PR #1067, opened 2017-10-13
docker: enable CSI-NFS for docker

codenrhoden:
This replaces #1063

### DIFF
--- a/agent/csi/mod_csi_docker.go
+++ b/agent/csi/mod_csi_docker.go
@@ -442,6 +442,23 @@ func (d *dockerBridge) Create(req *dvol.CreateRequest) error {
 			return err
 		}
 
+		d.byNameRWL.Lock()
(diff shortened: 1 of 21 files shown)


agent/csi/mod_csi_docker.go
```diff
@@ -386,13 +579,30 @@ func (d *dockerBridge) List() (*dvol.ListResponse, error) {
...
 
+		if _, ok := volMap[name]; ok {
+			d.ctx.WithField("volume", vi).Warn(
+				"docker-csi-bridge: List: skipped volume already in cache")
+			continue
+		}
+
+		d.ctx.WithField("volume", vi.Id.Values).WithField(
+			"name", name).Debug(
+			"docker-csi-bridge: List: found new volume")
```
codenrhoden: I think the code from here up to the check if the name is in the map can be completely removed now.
● ● ● ● ● ● ●
## [The problem]
Restate every line of the data word for word.

## [Answer space]
PR #1067, opened 2017-10-13
docker: enable CSI-NFS for docker

codenrhoden:
This replaces #1063

### DIFF
--- a/agent/csi/mod_csi_docker.go
+++ b/agent/csi/mod_csi_docker.go
@@ -442,6 +442,23 @@ func (d *dockerBridge) Create(req *dvol.CreateRequest) error {
 			return err
 		}
 
+		d.byNameRWL.Lock()
(diff shortened: 1 of 21 files shown)


agent/csi/mod_csi_docker.go
```diff
@@ -386,13 +579,30 @@ func (d *dockerBridge) List() (*dvol.ListResponse, error) {
...
 
+		if _, ok := volMap[name]; ok {
+			d.ctx.WithField("volume", vi).Warn(
+				"docker-csi-bridge: List: skipped volume already in cache")
+			continue
+		}
+
+		d.ctx.WithField("volume", vi.Id.Values).WithField(
+			"name", name).Debug(
+			"docker-csi-bridge: List: found new volume")
```
codenrhoden: I think the code from here up to the check if the name is in the map can be completely removed now.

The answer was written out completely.